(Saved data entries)

PR #189, opened 2019-01-03
Add a guide to working on the Shesmu compiler

apmasell:


compiler-hacking.md
```diff
@@ -0,0 +1,464 @@
...
+      public static <clinit>()V
+        RETURN
+        MAXSTACK = 0
+        MAXLOCALS = 0
+    }
+
+This class, `dyn.shesmu.Program`, extends the `ActionGenerator` superclass,
+which is used by the server to execute actions. The class name is reused for
+every script, but since each is loaded by a separate class loader, they are not
+in conflict. The constructor is relatives boring; it just calls the
```
avarsava: typo

compiler-hacking.md
```diff
@@ -0,0 +1,464 @@
...
+        MAXSTACK = 0
+        MAXLOCALS = 1
+    
+      public synchronized run(Lca/on/oicr/gsi/shesmu/ActionConsumer;Ljava/util/function/Function;)V
+        ALOAD 0
+        INVOKEVIRTUAL dyn/shesmu/Program.clearGauge ()V
+
+Now there are interesting differences. First, the current time is stored for timing the olive runtime.
+
+       L0
```
avarsava: It wasn't immediately clear to me that this was an extension of the previous code sample, could the entire thing be provided beforehand or the commentary moved to code comments?

compiler-hacking.md
```diff
@@ -0,0 +1,464 @@
...
+        INVOKESTATIC java/lang/System.nanoTime ()J
+        LSTORE 3
+
+Now, a stream of the correct type must be started that will contain the right
+class. Since the supplied argument is `Function<Class<T>, Stream<T>>`, it's
+invoked with the class specified by the `Input` declaration:
```
avarsava: Why must a stream be created? 
How is the correct type determined? 
Where was that argument supplied, and how does it imply that 'it' (the stream? the argument?) should be invoked using the class from Input?

compiler-hacking.md
```diff
@@ -0,0 +1,464 @@
+# Understanding the Shemsu compiler
+This is a guide to understanding the Shesmu olive compiler. This is meant to
+explain the core components that get the language to Java bytecode.
```
avarsava: Could you detail what background knowledge (JVM, etc) is needed to understand the document?

compiler-hacking.md
```diff
@@ -0,0 +1,464 @@
...
+
+    boolean check(
+      Instant now,
+      ShesmuIntrospectionValue streamValue)
+
+By Java convention, when making a lambda, the arguments to the lambda itself
+come after the captures. In the case of Shesmu's use of stream, this always the
+_stream value_ (_i.e._, the current item in the stream).
+
+When access in the stream variable `changed`, it will generate code like:
```
avarsava: Was this supposed to have quotes around it, or is 'changed' a special term in Shesmu?

compiler-hacking.md
```diff
@@ -0,0 +1,464 @@
...
+3. Resolve variables.
+4. Check the type and stream purity of everything.
+5. Convert everything to bytecode.
+
+There are a lot of classes in the compiler, but the major ones are:
+
+- `OliveNode`, which declares each top-level element in the file (function,
+  olive, define olive, constant)
+- `OliveClauseNode`, which defines every clause in an olive
+- `ExpressionNode`, which defines all the bits an pieces of expressions
```
avarsava: typo

compiler-hacking.md
apmasell: It's not a special term, but it's something that is provided by `Input shesmu;`.

compiler-hacking.md
apmasell: I've rewritten this section.

compiler-hacking.md
```diff
@@ -0,0 +1,474 @@
+# Understanding the Shemsu compiler
+This is a guide to understanding the Shesmu olive compiler. This is meant to
+explain the core components that get the language to Java bytecode.
+
+It assumes you have a working understanding of Java bytecode. The [DZone
+bytecode
+tutorial](https://dzone.com/articles/nominalized-adjectives-as-names-for-decorators)
```
callunity: Is this link correct?

apmasell: No! And yet it is also the link in the implementation guide. :cry:

compiler-hacking.md
avarsava: Should this be 'when accessing the stream variable 'changed'', then?

compiler-hacking.md
```diff
@@ -0,0 +1,473 @@
...
+Shesmu has two kinds of stream purity: olive-level (type) and `For`-level
+(order). They are conceptually similar, but perform different functions.
+
+For all operations on Java streams, the order or type of the items can be
+changed by some operations.
+
+In the case of olives, `Group`, `Join`, `LeftJoin` change the type of the
+stream value while `Where`, `Monitor`, `Reject`, and `Pick` do not. A `Define`
+olive is written expecting the original type of the input stream. Therefore, no
+type-changing operation can precede a call, but the operations can. Therefore,
```
callunity: "Therefore, no type-changing operation can precede a call, but the operations can." I'm not quite understanding this...

compiler-hacking.md
```diff
@@ -0,0 +1,473 @@
...
+        INVOKEVIRTUAL dyn/shesmu/Program.clearGauge ()V
+
+Now there are interesting differences. First, the current time is stored for timing the olive runtime.
+
+       L0
+        INVOKESTATIC java/lang/System.nanoTime ()J
+        LSTORE 3
+
+Now, a stream of the correct type must be started that will contain the right
+objects. The supplied argument is `Function<Class<T>, Stream<T>>` and it's
```
callunity: `it's` -> `its`

compiler-hacking.md
```diff
@@ -0,0 +1,473 @@
...
+purpose is to provide a stream of values for a class. The class is part of the
+input format. For `Input shesmu;`, an `InputFormatDefinition` will have
```
callunity: I got a bit tripped up trying to keep all the Shesmu-specific terms in mental RAM, and I think a few links could help. Could you please link `input format` (in `The class is part of the input format.`) to [implementation.md](https://github.com/oicr-gsi/shesmu/blob/master/implementation.md#input-format)?

I also got a bit caught up on never having seen `Input shesmu;` in an olive before. It looks like that's the input format that Shesmu has built-in; would it be accurate to reword that sentence to the following?
An olive using `Input shesmu;` uses the `InputFormatDefinition` from [this file](https://github.com/oicr-gsi/shesmu/blob/master/shesmu-server/src/main/java/ca/on/oicr/gsi/shesmu/core/input/shesmu/ShesmuIntrospectionFormatDefinition.java), which specifies that the class is `ShesmuIntrospectionValue`.

apmasell: I've rewritten this section to tease apart the input format details.

compiler-hacking.md
apmasell: Yeah, that was missing some adjectives. :dizzy_face:

compiler-hacking.md
```diff
@@ -0,0 +1,502 @@
...
+
+There are a lot of classes in the compiler, but the major ones are:
+
+- [`OliveNode`](shesmu-server/src/main/java/ca/on/oicr/gsi/shesmu/compiler/OliveNode.java), which declares each top-level element in the file (function, olive, define olive, constant)
+- [`OliveClauseNode`](shesmu-server/src/main/java/ca/on/oicr/gsi/shesmu/compiler/OliveClauseNode.java), which defines clauses in an olive
+- [`ExpressionNode`](shesmu-server/src/main/java/ca/on/oicr/gsi/shesmu/compiler/ExpressionNode.java), which defines all the bits and pieces of expressions
+
+For details on components, the JavaDoc outlines the behaviour and expectations
+of the classes. Most of the documentation is on the abstract classes and the
+concrete class have less since they just execute the behaviour defined by the
```
callunity: `class` -> `classes`

compiler-hacking.md
```diff
@@ -0,0 +1,502 @@
...
+abstract class.
+
+For general naming conventions:
+- _resolve_ methods convert strings into useful metadata (_e.g._ find the [`FunctionDefinition`](shesmu-server/src/main/java/ca/on/oicr/gsi/shesmu/FunctionDefinition.java) given the name in the script)
+- _render_ methods generate bytecode
+- classes that end in _Node_ are generate type of syntax in the language; their subclasses represent concrete bits of syntax the user can write
```
callunity: `are generate type of syntax in the language`?

compiler-hacking.md
```diff
@@ -0,0 +1,502 @@
...
+- classes that end in _Builder_ are utility classes that make generating bytecode simpler
+
+`ExpressionNode` has many similar clones. For instance, there is an expression
+node for `For` and then ones for each of the sources, clauses, subsamples, and
+collectors in a `For` expression, containing other expressions.  While these
+are structurally different, they are built very similarly to `ExpressionNode`.
+
+### Type Information
+Computing captures is done as part of bytecode production. The type system for
```
callunity: `Computing captures is done as part of bytecode production` <- feels kinda disjointed from both the section header and the next sentences, could it be given more context or moved?

compiler-hacking.md
```diff
@@ -0,0 +1,502 @@
...
+`path` type and the `+` operator can combine two paths. Shesmu will simply give
+up. This is meant to keep the compiler simple.
+
+### Bytecode Generation
+When generating bytecode, Shesmu uses
+[`GeneratorAdapter`](https://asm.ow2.io/javadoc/org/objectweb/asm/commons/GeneratorAdapter.html)
+from the ASM package to write bytecode. It wraps this in a
+[`Renderer`](shesmu-server/src/main/java/ca/on/oicr/gsi/shesmu/compiler/Renderer.java)
+class. `Renderer` provides a number of utility functions, such as inserting
+`Imyhat` objects into the bytecode. It's real purpose is to track extra
```
callunity: `It's` -> `its`

compiler-hacking.md
```diff
@@ -0,0 +1,502 @@
...
+(order). They are conceptually similar, but perform different functions.
+
+For all operations on Java streams, the order or type of the items can be
+changed by some operations.
+
+In the case of olives, `Group`, `Join`, `LeftJoin` change the type of the
+stream value while `Where`, `Monitor`, `Reject`, and `Pick` do not. A `Define`
+olive is written expecting the original type of the input stream. Therefore, no
+type-changing operation can precede a call, but the operations that do not
+modify the type can precede a call, including call operations to `Define`
```
callunity: `call operations` -> `calls`?

compiler-hacking.md
```diff
@@ -0,0 +1,502 @@
...
+### Stream Purity
+Shesmu has two kinds of stream purity: olive-level (type) and `For`-level
+(order). They are conceptually similar, but perform different functions.
+
+For all operations on Java streams, the order or type of the items can be
+changed by some operations.
+
+In the case of olives, `Group`, `Join`, `LeftJoin` change the type of the
+stream value while `Where`, `Monitor`, `Reject`, and `Pick` do not. A `Define`
+olive is written expecting the original type of the input stream. Therefore, no
```
callunity: How about "A `Define` olive has more stringent requirements; the original type of the input stream (as defined in `Input x;`) is the only valid input type for `Define` olives. Therefore, no [...]"

compiler-hacking.md
```diff
@@ -0,0 +1,502 @@
...
+type-changing operation can precede a call, but the operations that do not
+modify the type can precede a call, including call operations to `Define`
+olives that do not modify the type. Therefore, Shesmu must figure out a stream
+purity to ensure that call operations will be type-safe. Additionally,
+signatures must be computed over the clauses in the original type-pure stream
+plus the input half of the first transformative clause.
+
+In `For` clauses, the type is not important, however, the sorting is. In
+Shesmu, we want values given to olives to be stable. Therefore, if, say, a
```
callunity: Do you need this `Therefore`, since you've got one in the next sentence?

compiler-hacking.md
```diff
@@ -0,0 +1,502 @@
...
+meaningful operation. For instance, the following is not meaningful:
+
+    For x In xs: Reverse FixedConcat x With ","
+
+`Reverse` requires an order that isn't present in the original. The following is valid:
+
+    For x In xs: Sort x.timestamp Reverse FixedConcat x.library_name With ","
+
+Even though the final output doesn't contain the timestamps, the output will be
+stable based on the input.
```
callunity: Can you have a `For` with only order-destroying clauses within?

compiler-hacking.md
```diff
@@ -0,0 +1,577 @@
...
+        INVOKEINTERFACE ca/on/oicr/gsi/shesmu/Signer.finish ()Ljava/lang/Object; (itf)
+        CHECKCAST java/lang/String
+        ARETURN
+        MAXSTACK = 0
+        MAXLOCALS = 1
+
+</details>
+
+Finally, the definition for the method that is converted to a `Consumer` and
+fed to the `forEach` call above. This method will either to produce an action
```
callunity: There's something wonky about the first sentence here...

compiler-hacking.md
```diff
@@ -0,0 +1,577 @@
...
+
+Even though the final output doesn't contain the timestamps, the output will be
+stable based on the input.
+
+The final collector matters. If the operation is `Count`, then order is
+irrelevant. The following is valid, though kind of pointless:
+
+    For x In xs: Sort x.timestamp Flatten (y In x.libraries) Count
+
+The `Sort` operation has it's order destroyed by the `Flatten` and `Count`
```
callunity: `it's` -> `its`, and it parses better if you add a comma after `Flatten`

→ REQUIRED WORK
Could you find every line in the records above that has the string "working" and copy it?

→ WRITTEN RESPONSE
Add a guide to working on the Shesmu compiler
+It assumes you have a working understanding of Java bytecode. The [DZone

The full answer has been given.